There are four modes of autowiring a bean using an XML configuration:
有四种模式可以使用XML配置来自动连接Bean。
- no: the default value – this means no autowiring is used for the bean and we have to explicitly name the dependencies.
- byName: autowiring is done based on the name of the property, therefore Spring will look for a bean with the same name as the property that needs to be set.
- byType: similar to the byName autowiring, only based on the type of the property. This means Spring will look for a bean with the same type of the property to set. If there’s more than one bean of that type, the framework throws an exception.
- constructor: autowiring is done based on constructor arguments, meaning Spring will look for beans with the same type as the constructor arguments.
For example, let’s autowire the item1 bean defined above by type into the store bean:
例如,让我们把上面定义的item1 Bean按类型自动连接到store Bean中。
@Bean(autowire = Autowire.BY_TYPE)
public class Store {
private Item item;
public setItem(Item item){
this.item = item;
}
}We can also inject beans using the @Autowired annotation for autowiring by type:
我们还可以使用@Autowired注解来注入Bean,以便按类型进行自动布线。
public class Store {
@Autowired
private Item item;
}If there’s more than one bean of the same type, we can use the @Qualifier annotation to reference a bean by name:
如果有多个相同类型的Bean,我们可以使用@Qualifier注解来引用一个Bean的名字。
public class Store {
@Autowired
@Qualifier("item1")
private Item item;
}Now let’s autowire beans by type through XML configuration:
现在让我们通过XML配置,按类型自动连接Bean。
<bean id="store" class="org.baeldung.store.Store" autowire="byType"> </bean>Next, let’s inject a bean named item into the item property of store bean by name through XML:
接下来,让我们通过XML将一个名为item的bean注入到storebean的item属性中。
<bean id="item" class="org.baeldung.store.ItemImpl1" />
<bean id="store" class="org.baeldung.store.Store" autowire="byName">
</bean>We can also override the autowiring by defining dependencies explicitly through constructor arguments or setters.
我们也可以通过构造函数参数或设置器明确定义依赖关系来覆盖自动布线。
9. Lazy Initialized Beans
9.懒惰的初始化Bean
By default, the container creates and configures all singleton beans during initialization. To avoid this, we can use the lazy-init attribute with value true on the bean configuration:
默认情况下,容器会在初始化过程中创建并配置所有的单子Bean。为了避免这种情况,我们可以在Bean配置中使用lazy-init属性,其值为true。

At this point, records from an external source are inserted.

PR #1110, opened 2026-09-10
feat(cross-chain): expose Orchestra route amount limits

### LINKED ISSUE #1080: Cross-chain: no way to learn a route's min/max before a quote fails
## Problem

`getCrossChainRoutes` returns provider/chain/asset/decimals but no amount limits, and there is no other API to fetch them. A wallet cannot validate an amount before quoting, so users run into avoidable errors:

- Sending $1 USDT to a Tron address via Orchestra fails at prepare with `Network error: Amount too small (code: 400)` - only after address entry, amount entry, and a provider round-trip.
- The client has no number to show; apps are tempted to cache past rejections as pseudo-limits, which goes stale.

## What we found investigating

- **Orchestra**: `GET /v1/orchestration/routes` (public) carries no min/max on any of its ~2,861 routes, so the SDK currently has nothing to plumb - this likely needs coordination with Flashnet to add limits to the routes (or estimate) payload.
- **Orchestra errors**: `extract_error_message` keeps only `error.message` from the error body. If Flashnet includes structured limit data in rejections (or adds it), surfacing it as a typed error (e.g. `AmountTooSmall { min }`) instead of a plain string would at least let wallets show the real number at failure time - Boltz-side code already does this (`BoltzError::AmountOutOfRange { min }`).
- **Boltz**: pair limits exist in its API and `boltz-client` knows them at prepare, but they are not exposed on the route pairs either.

## Ask

1. Expose optional `limits` (min/max, documented denomination) on `CrossChainRoutePair` where the provider publishes them (Boltz today; Orchestra once Flashnet provides them).
2. Until then: make the too-small rejection structured with the minimum included, for both providers, so wallets can be honest at the earliest knowable moment.

Context: building Digital Dollars flows on Breez SDK - Spark 0.23.0. Happy to test.

danielgranhao:
Closes #1080.

`getCrossChainRoutes` returned no amount bounds, so a wallet could not validate an amount before quoting, and an out-of-range payment only failed at prepare with an opaque `Network error: Amount too small (code: 400)`. Route discovery now reads Orchestra's limits endpoint, so routes come back with their bounds attached, and a rejected amount maps to `SdkError::CrossChainAmountOutOfRange` carrying the published bound.

Bounds are per accepted asset rather than per route, because the same endpoint can carry a dust floor when funded with sats and none when funded with USDB. `accepted_assets` therefore becomes `Vec<CrossChainAcceptedAsset>`, which is breaking for anyone reading that field.


crates/breez-sdk/core/src/cross_chain/mod.rs
```diff
@@ -155,6 +155,48 @@ pub enum SparkAsset {
...
+    /// Smallest order value accepted, in USD cents.
+    pub min_usd_cents: Option<u64>,
+    /// Largest order value accepted, in USD cents.
+    pub max_usd_cents: Option<u64>,
+    /// Whether the provider can still reject an amount that satisfies the
+    /// bounds above. Live routing legs impose moving minimums and liquidity
+    /// ceilings that the published bounds do not capture, so when this is set
+    /// the bounds are a floor on what will be rejected, not the whole truth.
+    /// Validate a concrete amount by preparing the payment.
+    pub dynamic_limits_possible: bool,
```
roeierez, line 185: Just wondering if we need these and what the user should do with these values.

roeierez (commented):
Just a comment about possibly minimize the limits struct, otherwise LGTM.

crates/breez-sdk/core/src/cross_chain/mod.rs
danielgranhao: Goal was for integrators to avoid "guaranteeing" acceptance of an amount when this was true but in practice it's true for almost all our supported assets, so it doesn't even help much. Removed

roeierez (approved):

crates/breez-sdk/core/src/cross_chain/mod.rs
```diff
@@ -155,6 +155,47 @@ pub enum SparkAsset {
     Token { token_identifier: String },
 }
 
+/// Amount bounds a provider publishes for moving a route with one Spark-side
+/// asset.
+///
+/// The bounds are a reliable no, never a reliable yes. An amount outside them
```
dangeross: Not sure what this means, probably can be removed

docs/breez-sdk/src/guide/cross_chain.md
```diff
@@ -57,6 +57,23 @@ URIs whose recipient address doesn't match the scheme's address family (e.g. a `
...
+| ------------------------------ | -------------------------------------------------------------------- |
+| {{#name min_amount}} / {{#name max_amount}}     | Bounds in the base units of the asset paid in: the Spark-side asset on a send, the external asset on a receive |
+| {{#name min_usd_cents}} / {{#name max_usd_cents}} | Bounds on the order's value, in USD cents                          |
+
+Bounds are per asset rather than per route, because the same external endpoint can carry a dust floor when moved as sats and none when moved as a token. Either denomination can be absent, and a provider may publish none at all, so treat a missing bound as "no published limit" rather than as zero.
+
+**The bounds are a reliable no, never a reliable yes.** Reject an amount that falls outside a published bound before preparing the payment: the provider rejects it too, so the check costs nothing and never blocks a payment that would have gone through. Satisfying the bounds is not a guarantee. Some routes enforce a tighter bound than they publish, so a payment inside the published band can still be rejected, and preparing it is what decides a concrete amount.
```
dangeross: Same here if dropped

dangeross: This also sounds like its describing internals that I think is not needed in the docs. Wdyt?

docs/breez-sdk/src/guide/cross_chain.md
```diff
@@ -57,6 +57,23 @@ URIs whose recipient address doesn't match the scheme's address family (e.g. a `
...
+
+Because of that, the bounds are for catching an amount the user could not have meant, not for guiding them to a sensible one. Fees weigh heavily near the floor, so the smallest amount worth sending is usually well above the smallest one accepted.
```
dangeross: Doesn't seem needed. I think the limits are more useful as a UI guide

dangeross (commented):
Looks good. Just docs nits

crates/breez-sdk/core/src/cross_chain/mod.rs
danielgranhao: I clarified it but didn't remove it completely. Let me know if that's ok.

docs/breez-sdk/src/guide/cross_chain.md
danielgranhao: Same

dangeross (approved):
LGTM

PR #1111, opened 2026-09-10
Retry transient chain service errors, disable the Spark HTLC tests

danielgranhao:
The itests have been failing on most runs for the past week. This fixes both causes.

Most of the failures were connection-level. The shared regtest esplora reaps idle connections, and the chain service only retried on HTTP status codes, so the next request off a reaped connection surfaced a broken pipe to the caller. Those are now retried, on the existing backoff and within a single request timeout.

The rest are the direct Spark HTLC tests, which cannot pass while HTLCs are restricted to transfers to and from the SSP. They are `#[ignore]`d and tracked in #1123.

Only `rest_client.rs` is production code; everything else here is test-only.

### DIFF
--- a/crates/breez-sdk/breez-itest/tests/spark_htlcs.rs
+++ b/crates/breez-sdk/breez-itest/tests/spark_htlcs.rs
@@ -191,7 +191,13 @@ async fn test_01_htlc_success(
 }
 
 /// Test 2: Send payment from Alice to Bob using Spark transfer and fail to claim before expiry
+///
+/// TODO: re-enable once direct HTLCs are available again. While they are
+/// disabled, the operators stop serving a returned HTLC's preimage request, so
+/// the refunded transfer syncs with no HTLC details and the
+/// `SparkHtlcStatus::Returned` filter below matches nothing.
 #[rstest]
+#[ignore = "direct HTLCs are disabled; the refund carries no HTLC details"]
 #[test_log::test(tokio::test)]
 async fn test_02_htlc_refund(
     #[future] alice_sdk: Result<SdkInstance>,
--- a/crates/breez-sdk/core/src/chain/rest_client.rs
+++ b/crates/breez-sdk/core/src/chain/rest_client.rs
@@ -200,6 +200,18 @@ impl RestClientChainServiceInner {
         Ok(response)
     }
 
+    /// Sleeps out the current backoff and charges an attempt, or reports that
+    /// the budget is spent so the caller surfaces the error it is holding.
+    async fn backoff(&self, attempts: &mut usize, delay: &mut Duration) -> bool {
+        if *attempts >= self.max_retries {
+            return false;
+        }
+        tokio::time::sleep(*delay).await;
+        *attempts = attempts.saturating_add(1);
+        *delay = delay.saturating_mul(2);
+        true
+    }
+
     async fn get_with_retry(
         &self,
         url: &str,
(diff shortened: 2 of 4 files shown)


crates/breez-sdk/core/src/chain/rest_client.rs
```diff
@@ -423,10 +458,25 @@ fn is_status_retryable(status: u16) -> bool {
...
+///
+/// A shared esplora endpoint reaping idle HTTP/2 flows answers the next request
+/// off that connection with a broken pipe, which reqwest reports as a request
+/// error. Retrying the POST is safe for the same reason: the caller was about to
+/// see an error either way, and a re-broadcast of a transaction the server did
+/// accept is answered "already known" rather than acted on twice.
+fn is_transport_retryable(error: &HttpError) -> bool {
+    matches!(
+        error,
+        HttpError::Request(_) | HttpError::Connect(_) | HttpError::Timeout(_) | HttpError::Body(_)
```
dangeross: Wondering if we should leave out `HttpError::Timeout`. With `max_retries = 5` and the 60s `REQUEST_TIMEOUT`, retrying it turns a 60s worst case into ~6 minutes on paths that have no deadline of their own (`check_and_claim_static_deposits`, `refund_fee_to_outbid`, `deposit_confirmations_at_tip`).

dangeross: I'm wondering if it's worth splitting `HttpError::Body` into two errors. Currently `read_capped_bytes` reports the `MAX_RESPONSE_BYTES` refusal with it, and a body that failed mid-stream gets the same variant. Only the latter is probably worth another attempt here. Wdyt?

crates/breez-sdk/breez-itest/tests/spark_htlcs.rs
```diff
@@ -191,7 +191,13 @@ async fn test_01_htlc_success(
 }
 
 /// Test 2: Send payment from Alice to Bob using Spark transfer and fail to claim before expiry
+///
+/// TODO: re-enable once direct HTLCs are available again. While they are
+/// disabled, the operators stop serving a returned HTLC's preimage request, so
+/// the refunded transfer syncs with no HTLC details and the
+/// `SparkHtlcStatus::Returned` filter below matches nothing.
```
dangeross: I wonder if it's worth raising an issue to track this

crates/breez-sdk/core/src/chain/rest_client.rs
```diff
@@ -423,10 +458,25 @@ fn is_status_retryable(status: u16) -> bool {
     RETRYABLE_ERROR_CODES.contains(&status)
 }
 
+/// Whether a failure that produced no response at all is worth another attempt.
+///
+/// A shared esplora endpoint reaping idle HTTP/2 flows answers the next request
+/// off that connection with a broken pipe, which reqwest reports as a request
+/// error. Retrying the POST is safe for the same reason: the caller was about to
+/// see an error either way, and a re-broadcast of a transaction the server did
+/// accept is answered "already known" rather than acted on twice.
```
dangeross: nit: this comment seems very specific to `do_broadcast_transaction`, I'm not sure it belongs here

dangeross (commented):
Lookin good

crates/breez-sdk/core/src/chain/rest_client.rs
danielgranhao: Remove it

danielgranhao: No longer retrying on body errors

crates/breez-sdk/breez-itest/tests/spark_htlcs.rs
danielgranhao: Created https://github.com/breez/spark-sdk/issues/1123

crates/breez-sdk/core/src/chain/rest_client.rs
danielgranhao: fixed

crates/breez-sdk/core/src/chain/rest_client.rs
```diff
@@ -423,10 +460,23 @@ fn is_status_retryable(status: u16) -> bool {
...
 }
 
+/// Whether a failure that produced no response at all is worth another attempt.
+///
+/// A shared esplora endpoint reaping idle HTTP/2 flows answers the next request
+/// off that connection with a broken pipe, which reqwest reports as a request
+/// error. Timeouts stay out: the per-request budget is already 60s, so retrying
+/// one stalls the caller for minutes rather than riding out a blip. So does
+/// `Body`, which a response over the size cap shares with a truncated one, and
+/// the cap is refused the same way every attempt.
```
JssDWt: This comment can probably be deleted.

JssDWt (approved):
Looks good. 
Having retries here make we wonder whether we should have a total timeout configured on this level? We have the timeout from reqwest, but retrying here can duplicate that. It would be nice to have a total timeout that actually returns after 60 seconds always, regardless of retries.

crates/breez-sdk/core/src/chain/rest_client.rs
```diff
@@ -423,10 +480,30 @@ fn is_status_retryable(status: u16) -> bool {
     RETRYABLE_ERROR_CODES.contains(&status)
 }
 
+fn is_transport_retryable(error: &HttpError) -> bool {
+    matches!(error, HttpError::Request(_))
+}
+
+/// Fails `work` once `budget` is gone, whatever attempt it is on.
+async fn within_budget<T>(
```
roeierez: NIT: budget => timeout ?

roeierez (approved):

PR #1112, opened 2026-09-11
Fix conversions failing on a null hostname in the Flashnet pool listing

dangeross:
Mainnet BTC/USDB conversions failed with `No conversion pools available` while `GET /v1/pools` returned 200 with 11 pools. A pool created 2026-09-11 carries `"hostName": null`, which the Flashnet API documents as nullable, but
`Pool::host_name` was a required `String`. One pool failed the whole `ListPoolsResponse`, and the resulting error was discarded, so an unparseable listing was reported as an absence of liquidity.

### Schema corrections
Audited the response models against the published schema. Three fields were declared required that the spec marks optional:

| Field | Was | Now |
|---|---|---|
| `Pool.host_name` | `String` | `Option<String>` |
| `Pool.created_at` / `updated_at` | `String` | `Option<String>` |
| `ClawbackTransfer.lp_identity_public_key` | `PublicKey` | `Option<PublicKey>` |

### Hardening

- `ListPoolsResponse.pools` skips individual pools that fail to deserialize, logging each, rather than failing the listing.
- `list_pools` warns when the server reports pools but none parsed.
- `get_conversion_pool` logs the underlying `FlashnetError` instead of discarding it.

### Pool selection

A V3 pool is quoted from its advertised price rather than from reserves, so one omitting reserves was priced against nothing. Quoting now requires a covering output reserve or a non-zero `total_liquidity`.

### Refund path

`lp_identity_public_key` is signed into the clawback intent, so a transfer cannot be clawed back without it. Reconcile falls back to the pool recorded on our own conversion (`ConversionInfo::Amm`), and skips a row it cannot address instead of aborting the pass.

### DIFF
--- a/crates/breez-sdk/core/src/token_conversion/flashnet.rs
+++ b/crates/breez-sdk/core/src/token_conversion/flashnet.rs
@@ -537,13 +537,16 @@ impl FlashnetTokenConverter {
                 res.skipped = res.skipped.saturating_add(1);
                 continue;
             }
+            let Some(pool_id) = self.resolve_clawback_pool(&transfer).await else {
+                warn!(
+                    "Reconcile: cannot claw back {}: no pool in the listing or the local record",
+                    transfer.id
+                );
+                res.failed = res.failed.saturating_add(1);
+                continue;
+            };
             match self
-                .clawback_and_record_refunded(
-                    &transfer.id,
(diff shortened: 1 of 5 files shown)


danielgranhao (approved):
LGTM

roeierez (approved):

PR #1113, opened 2026-09-11
flashnet: parse the pool listing one pool at a time; allow a null host

satoshisound:
`ListPoolsResponse.pools` was a `Vec<Pool>` straight from serde, so one entry the model can't represent fails the whole response, `list_pools` returns an error in both directions, `get_conversion_pool` swallows both and reports `NoPoolsAvailable` — and every Stable Balance conversion for every client stops. Pool creation is permissionless and the listing is server-shaped, so that is a standing single point of failure for the feature.

It fired on mainnet BTC/USDB at 16:19 UTC on 2026-09-11: a pool (`034f31eb0f56…`, empty, tick 0) was created with `"hostName": null`, and `Pool.host_name` is a plain `String` in every release. Our wallets logged:

```
WARN breez_sdk_spark::token_conversion::flashnet: No conversion pools available
WARN breez_sdk_spark::stable_balance::queue: Auto-conversion failed: NoPoolsAvailable
```

while `GET /v1/pools?assetAAddress=…&assetBAddress=…` returned 11 pools including the live one.

**Fix**
- Deserialise `pools` element by element and skip, with a warning naming the pool, any entry that doesn't parse.
- Make `host_name` `Option<String>`, which is what the backend actually sends.

Regression tests use the listing from that day (the live pool plus the null-host pool), and a mangled variant to show one bad entry no longer drops the rest. `totalCount` is left as the server's figure.

**Verified locally**: `cargo fmt`, `cargo clippy -p flashnet --all-targets -- -D warnings`, `cargo test -p flashnet`. Also worth asking Flashnet why a pool can be created without a host, but the client has to survive it either way.

### DIFF
--- a/crates/flashnet/src/amm/models.rs
+++ b/crates/flashnet/src/amm/models.rs
@@ -473,8 +473,40 @@ impl ListPoolsRequest {
 #[derive(Serialize, Deserialize, Debug, Clone)]
 #[serde(rename_all = "camelCase")]
 pub struct ListPoolsResponse {
+    /// Pools are parsed one at a time and a pool that doesn't parse is
+    /// skipped, not fatal. Pool creation is permissionless and the listing is
+    /// server-shaped, so a single entry with a field this client doesn't
+    /// expect must not empty the whole listing: on mainnet BTC/USDB on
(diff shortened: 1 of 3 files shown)


dangeross:
Duplicate of #1112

<bean id="item1" class="org.baeldung.store.ItemImpl1" lazy-init="true" />Consequently, the item1 bean will only be initialized when it’s first requested, and not at startup. The advantage of this is faster initialization time, but the trade-off is that we won’t discover any configuration errors until after the bean is requested, which could be several hours or even days after the application has already been running.
因此,item1 Bean只有在第一次被请求时才会被初始化,而不是在启动时。这样做的好处是初始化时间更快,但代价是我们在请求Bean后才会发现任何配置错误,而这可能是在应用程序已经运行了几个小时甚至几天后。
10. Conclusion
10.结论
In this article, we presented the concepts of Inversion of Control and Dependency Injection, and exemplified them in the Spring framework.
在这篇文章中,我们介绍了控制反转和依赖注入的概念,并以Spring框架为例进行了说明。
We can read more about these concepts in Martin Fowler’s articles:
我们可以在Martin Fowler的文章中阅读更多关于这些概念的内容。
Furthermore, we can learn about the Spring implementations of IoC and DI in the Spring Framework Reference Documentation.
此外,我们可以在Spring框架参考文档中了解到IoC和DI的Spring实现。